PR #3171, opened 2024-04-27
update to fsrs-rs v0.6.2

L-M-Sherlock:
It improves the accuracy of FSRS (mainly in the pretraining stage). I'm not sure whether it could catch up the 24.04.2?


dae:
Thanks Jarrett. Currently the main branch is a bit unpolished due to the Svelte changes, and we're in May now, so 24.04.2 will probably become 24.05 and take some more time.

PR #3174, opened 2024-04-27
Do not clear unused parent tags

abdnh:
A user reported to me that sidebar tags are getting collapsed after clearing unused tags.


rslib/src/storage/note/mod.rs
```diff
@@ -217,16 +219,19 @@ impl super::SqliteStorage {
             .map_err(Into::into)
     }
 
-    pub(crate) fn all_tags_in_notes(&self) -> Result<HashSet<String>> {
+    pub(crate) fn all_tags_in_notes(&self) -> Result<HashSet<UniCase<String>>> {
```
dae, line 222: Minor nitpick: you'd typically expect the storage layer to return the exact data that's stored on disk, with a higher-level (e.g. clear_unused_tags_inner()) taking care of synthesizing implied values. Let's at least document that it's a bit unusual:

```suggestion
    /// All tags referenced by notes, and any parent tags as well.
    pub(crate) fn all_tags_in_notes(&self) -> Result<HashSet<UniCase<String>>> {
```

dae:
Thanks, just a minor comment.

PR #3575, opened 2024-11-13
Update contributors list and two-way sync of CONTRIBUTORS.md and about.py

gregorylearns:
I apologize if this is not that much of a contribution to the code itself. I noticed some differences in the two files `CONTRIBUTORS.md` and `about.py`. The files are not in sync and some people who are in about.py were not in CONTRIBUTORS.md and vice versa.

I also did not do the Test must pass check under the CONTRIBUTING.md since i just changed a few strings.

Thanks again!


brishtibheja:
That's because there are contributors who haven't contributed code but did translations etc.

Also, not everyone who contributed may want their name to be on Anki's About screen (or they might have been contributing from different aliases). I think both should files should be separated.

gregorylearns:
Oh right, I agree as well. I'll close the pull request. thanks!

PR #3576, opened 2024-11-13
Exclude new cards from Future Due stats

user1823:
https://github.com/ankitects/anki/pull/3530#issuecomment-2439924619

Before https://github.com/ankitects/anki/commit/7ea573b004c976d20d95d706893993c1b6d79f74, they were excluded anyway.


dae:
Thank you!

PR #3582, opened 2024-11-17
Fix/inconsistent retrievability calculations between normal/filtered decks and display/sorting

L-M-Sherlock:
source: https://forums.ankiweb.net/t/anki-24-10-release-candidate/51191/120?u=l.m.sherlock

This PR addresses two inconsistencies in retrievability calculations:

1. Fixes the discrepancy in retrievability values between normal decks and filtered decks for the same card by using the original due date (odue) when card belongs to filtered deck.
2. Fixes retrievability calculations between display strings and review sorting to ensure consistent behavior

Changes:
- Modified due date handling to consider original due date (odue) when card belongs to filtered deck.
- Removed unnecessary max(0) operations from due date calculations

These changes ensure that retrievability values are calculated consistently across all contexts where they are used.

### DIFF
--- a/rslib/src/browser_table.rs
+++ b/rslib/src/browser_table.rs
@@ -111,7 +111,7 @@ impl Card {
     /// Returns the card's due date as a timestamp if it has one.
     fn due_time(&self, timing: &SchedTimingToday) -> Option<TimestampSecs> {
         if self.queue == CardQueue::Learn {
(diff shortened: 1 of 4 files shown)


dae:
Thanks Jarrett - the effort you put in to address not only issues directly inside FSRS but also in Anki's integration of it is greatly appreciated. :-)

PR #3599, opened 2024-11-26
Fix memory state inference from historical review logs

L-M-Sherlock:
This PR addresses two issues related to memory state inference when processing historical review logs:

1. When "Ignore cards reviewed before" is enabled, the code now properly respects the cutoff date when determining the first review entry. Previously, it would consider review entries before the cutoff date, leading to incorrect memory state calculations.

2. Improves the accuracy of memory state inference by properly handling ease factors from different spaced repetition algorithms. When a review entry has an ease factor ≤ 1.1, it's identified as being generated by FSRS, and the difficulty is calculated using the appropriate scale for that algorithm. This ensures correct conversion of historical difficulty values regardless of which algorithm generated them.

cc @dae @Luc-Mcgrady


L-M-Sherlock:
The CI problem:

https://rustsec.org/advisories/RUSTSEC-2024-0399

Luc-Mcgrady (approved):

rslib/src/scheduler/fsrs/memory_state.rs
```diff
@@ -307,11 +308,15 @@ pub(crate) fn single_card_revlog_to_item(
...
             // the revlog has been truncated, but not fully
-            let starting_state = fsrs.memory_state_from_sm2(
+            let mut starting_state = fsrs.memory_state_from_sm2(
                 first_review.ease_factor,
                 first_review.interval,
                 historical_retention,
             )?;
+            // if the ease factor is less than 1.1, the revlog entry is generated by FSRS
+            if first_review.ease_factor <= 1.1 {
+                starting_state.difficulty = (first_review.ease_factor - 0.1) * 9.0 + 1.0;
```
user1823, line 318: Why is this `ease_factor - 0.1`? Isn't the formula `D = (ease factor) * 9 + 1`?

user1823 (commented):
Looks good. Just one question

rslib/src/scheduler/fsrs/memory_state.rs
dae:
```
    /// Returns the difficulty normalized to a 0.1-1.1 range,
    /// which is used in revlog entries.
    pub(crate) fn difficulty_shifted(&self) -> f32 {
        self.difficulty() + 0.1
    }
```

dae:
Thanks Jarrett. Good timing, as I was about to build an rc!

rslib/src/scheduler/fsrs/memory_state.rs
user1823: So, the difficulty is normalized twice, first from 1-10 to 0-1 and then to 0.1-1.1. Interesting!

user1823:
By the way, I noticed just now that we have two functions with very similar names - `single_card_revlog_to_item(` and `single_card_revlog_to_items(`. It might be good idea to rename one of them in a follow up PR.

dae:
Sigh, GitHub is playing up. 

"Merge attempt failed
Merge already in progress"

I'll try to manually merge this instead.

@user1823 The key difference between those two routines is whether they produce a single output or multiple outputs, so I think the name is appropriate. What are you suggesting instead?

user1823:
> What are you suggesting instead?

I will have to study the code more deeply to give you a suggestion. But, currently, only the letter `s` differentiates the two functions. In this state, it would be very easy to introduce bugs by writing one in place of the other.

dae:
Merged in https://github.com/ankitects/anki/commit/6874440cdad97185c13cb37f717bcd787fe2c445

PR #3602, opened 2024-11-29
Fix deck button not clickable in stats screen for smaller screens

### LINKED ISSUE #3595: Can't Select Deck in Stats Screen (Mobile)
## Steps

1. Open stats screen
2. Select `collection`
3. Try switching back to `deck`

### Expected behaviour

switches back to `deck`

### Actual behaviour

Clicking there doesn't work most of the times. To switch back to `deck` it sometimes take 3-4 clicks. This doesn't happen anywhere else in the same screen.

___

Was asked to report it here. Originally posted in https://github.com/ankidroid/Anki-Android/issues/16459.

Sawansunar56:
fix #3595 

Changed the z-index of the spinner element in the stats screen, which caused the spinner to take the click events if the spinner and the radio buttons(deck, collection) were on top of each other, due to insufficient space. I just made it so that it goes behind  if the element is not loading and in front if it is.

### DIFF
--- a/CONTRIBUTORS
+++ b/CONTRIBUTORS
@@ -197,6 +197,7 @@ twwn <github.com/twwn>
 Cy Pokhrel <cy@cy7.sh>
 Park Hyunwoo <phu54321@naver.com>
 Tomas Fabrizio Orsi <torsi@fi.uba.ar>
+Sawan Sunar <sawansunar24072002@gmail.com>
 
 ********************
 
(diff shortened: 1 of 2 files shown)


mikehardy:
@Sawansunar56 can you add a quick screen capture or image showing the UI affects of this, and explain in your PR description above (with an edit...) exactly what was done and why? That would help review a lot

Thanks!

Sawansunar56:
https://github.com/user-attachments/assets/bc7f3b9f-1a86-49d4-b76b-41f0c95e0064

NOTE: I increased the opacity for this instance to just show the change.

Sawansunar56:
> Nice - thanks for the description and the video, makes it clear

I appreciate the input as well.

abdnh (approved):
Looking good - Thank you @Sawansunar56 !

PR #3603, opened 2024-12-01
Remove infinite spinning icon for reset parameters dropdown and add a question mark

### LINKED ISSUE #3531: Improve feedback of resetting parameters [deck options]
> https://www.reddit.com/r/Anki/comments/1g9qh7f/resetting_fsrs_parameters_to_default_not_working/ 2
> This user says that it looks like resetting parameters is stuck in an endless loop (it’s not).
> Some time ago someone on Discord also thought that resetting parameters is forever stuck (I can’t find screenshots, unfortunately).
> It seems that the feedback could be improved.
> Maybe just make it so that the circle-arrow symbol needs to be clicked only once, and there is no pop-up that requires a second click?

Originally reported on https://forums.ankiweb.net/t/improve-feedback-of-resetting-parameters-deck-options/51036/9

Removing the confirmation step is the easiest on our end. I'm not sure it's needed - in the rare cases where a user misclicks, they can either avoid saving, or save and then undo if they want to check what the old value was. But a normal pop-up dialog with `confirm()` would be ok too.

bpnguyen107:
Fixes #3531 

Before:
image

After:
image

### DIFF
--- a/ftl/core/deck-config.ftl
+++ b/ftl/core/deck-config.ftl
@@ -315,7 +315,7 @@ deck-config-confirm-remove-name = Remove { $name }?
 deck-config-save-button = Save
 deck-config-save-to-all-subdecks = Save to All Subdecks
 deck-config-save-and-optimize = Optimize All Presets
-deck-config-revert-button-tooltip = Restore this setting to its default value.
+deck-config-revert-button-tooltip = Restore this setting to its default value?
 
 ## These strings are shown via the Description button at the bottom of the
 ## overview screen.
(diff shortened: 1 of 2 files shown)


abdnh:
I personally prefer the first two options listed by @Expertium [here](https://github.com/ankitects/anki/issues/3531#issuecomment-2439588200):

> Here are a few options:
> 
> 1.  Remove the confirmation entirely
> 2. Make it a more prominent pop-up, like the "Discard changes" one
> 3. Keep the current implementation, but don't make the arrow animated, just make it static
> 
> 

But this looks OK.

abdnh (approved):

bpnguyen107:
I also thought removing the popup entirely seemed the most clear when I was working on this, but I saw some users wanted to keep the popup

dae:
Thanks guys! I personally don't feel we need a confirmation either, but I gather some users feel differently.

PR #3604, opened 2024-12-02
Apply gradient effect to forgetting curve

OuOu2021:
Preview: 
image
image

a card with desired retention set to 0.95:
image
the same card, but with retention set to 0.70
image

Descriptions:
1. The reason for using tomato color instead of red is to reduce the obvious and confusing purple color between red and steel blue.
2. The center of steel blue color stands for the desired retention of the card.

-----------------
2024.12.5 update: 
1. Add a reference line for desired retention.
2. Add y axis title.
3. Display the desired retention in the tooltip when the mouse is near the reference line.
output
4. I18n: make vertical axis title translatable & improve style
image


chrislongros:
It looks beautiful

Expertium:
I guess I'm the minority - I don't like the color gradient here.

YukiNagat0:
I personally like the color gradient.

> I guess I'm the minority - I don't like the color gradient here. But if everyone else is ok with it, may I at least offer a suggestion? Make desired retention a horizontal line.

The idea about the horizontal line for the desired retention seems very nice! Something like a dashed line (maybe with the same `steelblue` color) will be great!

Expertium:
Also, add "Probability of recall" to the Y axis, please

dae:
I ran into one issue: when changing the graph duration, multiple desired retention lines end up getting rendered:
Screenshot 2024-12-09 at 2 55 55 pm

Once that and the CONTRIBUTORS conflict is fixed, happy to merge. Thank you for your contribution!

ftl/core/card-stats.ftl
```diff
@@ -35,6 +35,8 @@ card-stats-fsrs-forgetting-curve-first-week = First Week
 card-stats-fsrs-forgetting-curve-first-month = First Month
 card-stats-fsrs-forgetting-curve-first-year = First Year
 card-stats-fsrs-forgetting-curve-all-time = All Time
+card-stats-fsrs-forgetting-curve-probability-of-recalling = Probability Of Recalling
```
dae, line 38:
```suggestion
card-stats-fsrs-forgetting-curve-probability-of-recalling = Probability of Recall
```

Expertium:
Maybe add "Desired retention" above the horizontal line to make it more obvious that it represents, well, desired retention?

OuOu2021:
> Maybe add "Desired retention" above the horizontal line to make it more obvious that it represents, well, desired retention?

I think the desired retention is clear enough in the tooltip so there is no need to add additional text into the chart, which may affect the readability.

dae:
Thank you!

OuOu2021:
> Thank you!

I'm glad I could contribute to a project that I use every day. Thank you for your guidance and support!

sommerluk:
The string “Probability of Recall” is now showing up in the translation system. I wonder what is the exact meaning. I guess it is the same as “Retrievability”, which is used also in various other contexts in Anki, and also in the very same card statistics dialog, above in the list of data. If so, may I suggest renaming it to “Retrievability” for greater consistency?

...

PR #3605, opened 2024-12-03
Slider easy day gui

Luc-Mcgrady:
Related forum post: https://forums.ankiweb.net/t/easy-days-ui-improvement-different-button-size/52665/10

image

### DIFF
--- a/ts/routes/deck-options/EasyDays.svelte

Task brief: What is asked for is an exact copy of the lines above from the one containing "PR #3171, opened 2024-04-27" through the one containing "PR #3575, opened 2024-11-13", and only those.

Response:
PR #3171, opened 2024-04-27
update to fsrs-rs v0.6.2

L-M-Sherlock:
It improves the accuracy of FSRS (mainly in the pretraining stage). I'm not sure whether it could catch up the 24.04.2?


dae:
Thanks Jarrett. Currently the main branch is a bit unpolished due to the Svelte changes, and we're in May now, so 24.04.2 will probably become 24.05 and take some more time.

PR #3174, opened 2024-04-27
Do not clear unused parent tags

abdnh:
A user reported to me that sidebar tags are getting collapsed after clearing unused tags.


rslib/src/storage/note/mod.rs
```diff
@@ -217,16 +219,19 @@ impl super::SqliteStorage {
             .map_err(Into::into)
     }
 
-    pub(crate) fn all_tags_in_notes(&self) -> Result<HashSet<String>> {
+    pub(crate) fn all_tags_in_notes(&self) -> Result<HashSet<UniCase<String>>> {
```
dae, line 222: Minor nitpick: you'd typically expect the storage layer to return the exact data that's stored on disk, with a higher-level (e.g. clear_unused_tags_inner()) taking care of synthesizing implied values. Let's at least document that it's a bit unusual:

```suggestion
    /// All tags referenced by notes, and any parent tags as well.
    pub(crate) fn all_tags_in_notes(&self) -> Result<HashSet<UniCase<String>>> {
```

dae:
Thanks, just a minor comment.

PR #3575, opened 2024-11-13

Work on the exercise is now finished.